However traditional absorption costing has many weaknesses, especially in a
‘modern’ manufacturing environment.
Production overhead costs are often high relative to direct production costs. A
system of adding overhead costs to product costs by using time spent in
production (direct labour hours or machine hours) is therefore difficult to justify.
A full cost of production has only restricted value as management information.
Managers use accounting information to help them make decisions for the
future, but most of the information they need cannot be provided by traditional
absorption costing methods.
Marginal costing has been suggested as an alternative to absorption costing, because
it can provide more useful management information.
1.5 Brief revision of marginal costing
You should be reasonably familiar with marginal costing from your previous
studies, but a brief revision is provided here.
The key element in marginal costing is the distinction between fixed costs and
variable costs. Fixed cost expenditure during any period of time is the same
amount in total regardless of the volume of activity (the volume of production
and sales) whereas variable costs rise or fall in direct proportion to increases or
falls in the activity level.
It is normally assumed that direct costs of production are also variable costs.
This is usually ‘true’ for direct materials. However, direct labour costs might be
treated as a variable cost in marginal costing even when direct labour employees
are paid a fixed wage or salary and so are actually a fixed cost.
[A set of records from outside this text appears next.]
PR #82, opened 2026-04-28
feat(evalhub): EvalHub adapter — E2E validated, hardened, documented

andrewdonheiser:
## Summary

Completes the EvalHub adapter migration (RHAIENG-4605) and validates it end-to-end against both implemented agents on the `agentic-mcp` cluster.

- **Adapter hardening**: URL/param validation, MLflow connection verification, scorer exception handling, insecure-TLS gating, sanitized error messages
- **MLflow integration**: `verify_connection()` on startup, separate `mlflow_trace_experiment_name`, run-ID propagation to EvalHub results, richer run tags
- **Comprehensive docs**: full end-to-end walkthrough in the [adapter README](evals/evalhub_adapter/README.md), new [Adding an EvalHub Agent Integration](docs/adding-evalhub-agent-integration.md) guide
- **E2E automation**: [`run-e2e.sh`](evals/evalhub_adapter/tests/run-e2e.sh) script that auto-discovers agent/EvalHub routes, builds/pushes the adapter image, registers the provider, submits jobs for both agents, polls for results, and cleans up
- **Test coverage**: 50 unit tests + 11 integration tests covering the new validation, MLflow features, and error handling
- **Cleanup**: removed stale `injection_payloads.yaml` duplicates from agent dirs, removed unused `EXPOSE 8080` from Containerfile

## How to test

The easiest way to validate is with the automated E2E script against both implemented agents (LangGraph `react_agent` and vanilla Python `openai_responses_agent`):

```bash
cd evals/evalhub_adapter/tests
REGISTRY_USER=<your-quay-user> OC_NAMESPACE=<your-namespace> ./run-e2e.sh
```

The script handles image build, provider registration, job submission, polling, and cleanup. See the [adapter README end-to-end walkthrough](evals/evalhub_adapter/README.md#end-to-end-walkthrough-evalhub-orchestration) for the full manual flow and parameter reference.

**Cluster credentials**: login credentials for the `agentic-mcp` cluster are stored in Bitwarden.

## Test plan

- [x] Unit tests pass (`make test` or `pytest evals/evalhub_adapter/tests/test_adapter.py evals/evalhub_adapter/tests/test_config_and_evaluations.py`)
- [x] Integration tests pass (`pytest evals/evalhub_adapter/tests/test_integration.py`)
- [ ] `run-e2e.sh` completes successfully against both agents on `agentic-mcp`
- [ ] MLflow runs appear with correct metrics, tags, and run IDs
- [ ] `evalhub eval results` returns non-null `mlflow_run_id`


andrewdonheiser:
All 5 CodeRabbit findings addressed in dd91971:

1. **Containerfile deps pinned** — bounded version ranges for `eval-hub-sdk`, `httpx`, `mlflow`, `PyYAML`
2. **JSONPath `contains` replaced** — new `get_route_contains()` helper using `oc get route -o custom-columns` + `grep`/`awk` for all three route discovery fallbacks
3. **MLflow token validation endpoint** — switched to protected `/api/2.0/mlflow/experiments/list` with separate 401/403 vs other error handling
4. **Experiment lookup hardened** — added `CURL_TLS_FLAG`, `Authorization: Bearer` header, and `urllib.parse.quote()` URL-encoding
5. **Env var consistency** — fixed `MLFLOW_TOKEN` → `MLFLOW_TRACKING_TOKEN` in `mlflow_client.py` error guidance

Also added missing docstrings (`__post_init__`, `__init__` methods) toward 80% coverage.

**Note:** The CodeQL "Analyze (actions)" failure is a pre-existing infrastructure issue (CodeQL cannot process GitHub Actions files in this repo) — not related to this PR's changes.

evals/evalhub_adapter/config.py
```diff
@@ -0,0 +1,174 @@
...
+    parsed = urlparse(url)
+    if parsed.scheme not in _ALLOWED_URL_SCHEMES:
+        raise ValueError(
+            f"{label} has unsupported scheme '{parsed.scheme}'. "
+            f"Only {_ALLOWED_URL_SCHEMES} are allowed."
+        )
+    if not parsed.netloc:
+        raise ValueError(f"{label} has no host component: '{url}'")
+    hostname = parsed.hostname or ""
+    if hostname in _BLOCKED_HOSTS or hostname.startswith("169.254."):
```
sanafayyaz315, line 41: _validate_url blocks localhost, which means the adapter can't be run locally against a local agent or local MLflow for dev/testing. You already handle a similar case in this file — verify_ssl=False is blocked by default but allowed when EVALHUB_ALLOW_INSECURE_TLS=true is set (line 124-132). The same approach could work for localhost. Something like:


```
if hostname in _BLOCKED_HOSTS or hostname.startswith("169.254."):
    is_localhost = hostname in {"localhost", "127.0.0.1", "::1", "0.0.0.0"}
    if is_localhost and os.environ.get("EVALHUB_ALLOW_LOCALHOST", "").lower() == "true":
        logger.warning(
            "%s targets '%s' — allowed via EVALHUB_ALLOW_LOCALHOST. "
            "Do not use in production.", label, hostname,
        )
    else:
        raise ValueError(
            f"{label} targets a blocked host '{hostname}'. "
            "Cloud metadata endpoints and localhost are not allowed."
        )
```

evals/evalhub_adapter/Containerfile
```diff
@@ -0,0 +1,44 @@
...
+FROM registry.access.redhat.com/ubi9/python-312@sha256:e95978812895b9abb2bdc109b501078da2a47c8dbb9fa23758af40ed50ab6023
+WORKDIR /opt/app-root/src
+
+USER 0
+
+COPY --from=ghcr.io/astral-sh/uv@sha256:fc93e9ecd7218e9ec8fba117af89348eef8fd2463c50c13347478769aaedd0ce /uv /usr/local/bin/uv
+
+COPY evals/evalhub_adapter/ ./evalhub_adapter/
+COPY evals/harness/          ./harness/
+COPY agents/langgraph/react_agent/evalhub/ ./fixtures/langgraph_react/
```
sanafayyaz315, line 23: Lines 22-23 hardcode a COPY line per agent, and line 34 asserts both exist. Adding a new agent requires editing the Containerfile and the assertion — it won't be picked up automatically. For now with 2 agents this is fine, but as more agents are onboarded, consider auto-discovery of agents/*/evalhub/ directories so new agents with eval fixtures are included without Containerfile changes.

sanafayyaz315 (commented):
Looks good overall. Added a few comments

kami619:
Test contract mismatch for .[test] installs evals/evalhub_adapter/README.md says uv pip install .[test] is enough for adapter tests, but two unit tests patch top-level mlflow symbols and fail when mlflow is not installed.

Claude Reproduced this issue in a clean env:

UV_PROJECT_ENVIRONMENT=/tmp/uv-pr82-test uv sync --extra test
UV_PROJECT_ENVIRONMENT=/tmp/uv-pr82-test uv run --extra test pytest evals/evalhub_adapter/tests -m unit -q
Result: 2 failed, 60 passed (ModuleNotFoundError: No module named 'mlflow')

test_adapter.py Lines 353-360
```
class TestLogMlflowRun:
    """Tests for MLflow run logging and run_id propagation."""
    @patch("mlflow.log_metric")
    @patch("mlflow.log_param")
    @patch("mlflow.start_run")
    @patch("mlflow.set_experiment")
    @patch("mlflow.set_tracking_uri")
```

README.md Lines 479-482
```
Tests stub `evalhub` imports if the package isn't installed (bootstrap
lives in `conftest.py` so it runs before any test module, regardless of
which files are selected). `uv pip install .[test]` alone is sufficient.
```

mpk-droid:
Just learning about the adapter. You might have already looked into this. @andrewdonheiser do you think the adapter would be better added to this repo(https://github.com/eval-hub/eval-hub-contrib)?

@kami619 @sanafayyaz315 are you guys aware of this? Maybe we should ask the suggestion from one of the contributors of that repo?

My reasoning is that, this adapter seems like it could benefit any agent and a larger audience than just agentic-starter-kit users?

kami619:
> Just learning about the adapter. You might have already looked into this. @andrewdonheiser do you think the adapter would be better added to this repo(https://github.com/eval-hub/eval-hub-contrib)?
> 
> @kami619 @sanafayyaz315 are you guys aware of this? Maybe we should ask the suggestion from one of the contributors of that repo?
> 
> My reasoning is that, this adapter seems like it could benefit any agent and a larger audience than just agentic-starter-kit users?


From my point of view, I think it is fine to land it here, as we need this for the QG7: Behavioral Evals., once this matures enough, we can make a contribution to the evalhub space directly.

mpk-droid:
> > Just learning about the adapter. You might have already looked into this. @andrewdonheiser do you think the adapter would be better added to this repo(https://github.com/eval-hub/eval-hub-contrib)?
> > @kami619 @sanafayyaz315 are you guys aware of this? Maybe we should ask the suggestion from one of the contributors of that repo?
> > My reasoning is that, this adapter seems like it could benefit any agent and a larger audience than just agentic-starter-kit users?
> 
> From my point of view, I think it is fine to land it here, as we need this for the QG7: Behavioral Evals., once this matures enough, we can make a contribution to the evalhub space directly.



> > Just learning about the adapter. You might have already looked into this. @andrewdonheiser do you think the adapter would be better added to this repo(https://github.com/eval-hub/eval-hub-contrib)?
> > @kami619 @sanafayyaz315 are you guys aware of this? Maybe we should ask the suggestion from one of the contributors of that repo?
> > My reasoning is that, this adapter seems like it could benefit any agent and a larger audience than just agentic-starter-kit users?
> 
> From my point of view, I think it is fine to land it here, as we need this for the QG7: Behavioral Evals., once this matures enough, we can make a contribution to the evalhub space directly.

Thats a fair point. We will need them for QG7. In the future, we will need to find a way to have these in a centralized place and import for testing.

mpk-droid:
> **Large PR detected (3576 lines changed)**
> 
> This PR exceeds 1200 lines of code changes (excluding lock files, generated content, and images). Large PRs are harder to review thoroughly and are more likely to introduce bugs.
> 
> Consider splitting this PR into smaller, focused changes.



> **Large PR detected (3576 lines changed)**
> 
> This PR exceeds 1200 lines of code changes (excluding lock files, generated content, and images). Large PRs are harder to review thoroughly and are more likely to introduce bugs.
> 
> Consider splitting this PR into smaller, focused changes.

I feel like either we will have to adjust the PR size rule or follow the suggestion. What do you guys think?  In general, I am on the smaller PR team. Curious to hear everyone else's thoughts.

kami619:
> > **Large PR detected (3576 lines changed)**
> > This PR exceeds 1200 lines of code changes (excluding lock files, generated content, and images). Large PRs are harder to review thoroughly and are more likely to introduce bugs.
> > Consider splitting this PR into smaller, focused changes.
> 
> > **Large PR detected (3576 lines changed)**
> > This PR exceeds 1200 lines of code changes (excluding lock files, generated content, and images). Large PRs are harder to review thoroughly and are more likely to introduce bugs.
> > Consider splitting this PR into smaller, focused changes.
> 
> I feel like either we will have to adjust the PR size rule or follow the suggestion. What do you guys think? In general, I am on the smaller PR team. Curious to hear everyone else's thoughts.

100% on the small PR team, but I think with these initial bits being added, we would have to live through the pain a bit, otherwise we might succumb to the Agile papercuts. But we need to make a conscious effort once we have scaffolding in place, to ensure the atomic PRs become the norm.

sanafayyaz315:
> Just learning about the adapter. You might have already looked into this. @andrewdonheiser do you think the adapter would be better added to this repo(https://github.com/eval-hub/eval-hub-contrib)?
> 
> @kami619 @sanafayyaz315 are you guys aware of this? Maybe we should ask the suggestion from one of the contributors of that repo?
> 
> My reasoning is that, this adapter seems like it could benefit any agent and a larger audience than just agentic-starter-kit users?

@mpk-droid I had the same thought of contributing it to the eval-hub-contrib repo. This adapter is agent-agnostic — the runner, scorers, and MLflow integration work with any agent that exposes /chat/completions. The only agent-specific piece is the fixture YAML files (golden queries and expected tools).

That said, I think we should first validate it across the agents we have in agentic-starter-kits-v2 (e.g., LangGraph, OpenAI Responses) to prove it handles different agents reliably, and then contribute it to the contrib repo.

andrewdonheiser:
> > **Large PR detected (3576 lines changed)**
> > This PR exceeds 1200 lines of code changes (excluding lock files, generated content, and images). Large PRs are harder to review thoroughly and are more likely to introduce bugs.
> > Consider splitting this PR into smaller, focused changes.
> 
> > **Large PR detected (3576 lines changed)**
> > This PR exceeds 1200 lines of code changes (excluding lock files, generated content, and images). Large PRs are harder to review thoroughly and are more likely to introduce bugs.
> > Consider splitting this PR into smaller, focused changes.
> 
> I feel like either we will have to adjust the PR size rule or follow the suggestion. What do you guys think? In general, I am on the smaller PR team. Curious to hear everyone else's thoughts.

the tests and documentation take up a lot of size. the adapter code itself is stripped down. I don't think splitting it up makes sense.

andrewdonheiser:
@kami619 Good catch — fixed in 373b0af. Added an `mlflow` stub in `conftest.py` following the same pattern used for the `evalhub` stub, so `@patch("mlflow.log_metric")` etc. resolve even when only `.[test]` is installed (without `test-mlflow`). All 68 unit tests pass in a `.[test]`-only environment now.

evals/evalhub_adapter/tests/run-e2e.sh
```diff
@@ -0,0 +1,546 @@
...
+PROVIDER_ID=$(echo "${PROVIDER_RESPONSE}" | python3 -c "import sys,json; d=json.load(sys.stdin); print(d.get('resource',{}).get('id','') or d.get('id',''))" 2>/dev/null || true)
+if [[ -z "${PROVIDER_ID}" ]]; then
+  echo "  WARNING: Could not extract provider ID from response."
+  echo "  Run 'evalhub providers list' and set PROVIDER_ID manually, then re-run."
+  evalhub providers list
+  exit 1
+fi
+echo "  Provider ID: ${PROVIDER_ID}"
+
+evalhub providers list
```
kami619:
```suggestion
evalhub providers list || echo "  (providers list failed — non-fatal, continuing)"
```

kami619:
E2E validated on RHOAI 3.4.0-ea.2 cluster — works end-to-end, but surfaced a server/SDK version mismatch that will affect users.
                                                                                                                                                                                                                                                                                          

-   The E2E script ran successfully against both agents (react + openai-responses) with eval scores returned. However, the operator-shipped EvalHub image (odh-eval-hub-rhel9@sha256:c27bfe01...) is at server version 0.2.0 (reports 0.0.1 due to missing BUILD_NUMBER in the Red Hat build). This image is incompatible with the SDK >=0.1.4 that the adapter Containerfile and pyproject.toml specify.                                                                                                                                                                      
 
-   What breaks: REST-registered providers (the BYOF path this adapter uses) fail at job execution time with provider not found. The server accepts the registration but the k8s runtime can't resolve it. This means the entire custom adapter flow doesn't work on the shipped image — only pre-installed ConfigMap providers (lm-eval-harness, Garak, etc.) function.
                                                                                                                                                                                                                                                                            
-   Workaround we used: Replaced the server image with quay.io/evalhub/evalhub:0.3.0 (scaled down the TrustyAI operator to prevent reconciliation). With 0.3.0, both jobs completed successfully.                                                                                           

   
Suggestion: Either document the minimum server version requirement (0.3.0) in the runbook/README, or coordinate with the EvalHub team to ensure RHOAI ships 0.3.0+ before this adapter lands. The COMPATIBILITY.md in the eval-hub repo also needs updating — the only listed pair (0.1.0 + 0.1.0a8) no longer exists as published artifacts.
                                                                                                                                                                                                                                                                                          
Additional notes from the E2E run:                                                                                                                                                                                                                                                      
  - mlflow_run_id returned null — MLflow auth from adapter pods needs investigation (token was passed but MLflow's /mlflow subpath may need explicit configuration in the adapter)
  - evalhub providers list crashes on SDK 0.1.6 when built-in providers return tags: null (Pydantic validation error) — fixed by the || true guard in the script                                                                                                                          
  - Sidecar image config field changed between server versions (service.eval_sidecar_image in 0.2.0 vs sidecar.sidecar_container.image in 0.3.0) — another reason to align on 0.3.0

evals/evalhub_adapter/tests/run-e2e.sh
```diff
@@ -0,0 +1,546 @@
...
+    }
+  ],
+  "runtime": {
+    "k8s": {
+      "Image": "${ADAPTER_IMAGE}",
+      "Entrypoint": ["python", "-m", "evalhub_adapter.adapter"],
+      "Env": [
+        {"name": "MLFLOW_TRACKING_TOKEN", "value": ${MLFLOW_TOKEN_JSON}},
+        {"name": "MLFLOW_TRACKING_INSECURE_TLS", "value": "${MLFLOW_INSECURE_TLS}"},
+        {"name": "MLFLOW_WORKSPACE", "value": "${OC_NAMESPACE}"}
```
kami619:
```suggestion
        {"name": "MLFLOW_WORKSPACE", "value": "${OC_NAMESPACE}"},
        {"name": "EVALHUB_ALLOW_LOCALHOST", "value": "true"}
```

kami619: @andrewdonheiser we need this to allow localhost traffic, however that would enable un-encrypted transmission, need to call out to not use this in Production.

cc: @mpk-droid

kami619 (approved):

A distinction could be made between variable and fixed overheads, so that some
overhead costs are recognised as a variable cost and included in the marginal
cost of production or sales. Marginal cost is therefore direct cost plus variable
overhead cost.
Inventory of finished goods and work-in-progress is valued at marginal
(variable) production cost, not at full absorbed production cost.
Profit is measured as follows:
$
Sales revenue X
Variable cost of sales (X)
Total contribution X
Fixed cost expenditure (X)
Profit or loss X or (X)
Fixed costs are therefore given less emphasis or attention in marginal costing than
variable costs and contribution.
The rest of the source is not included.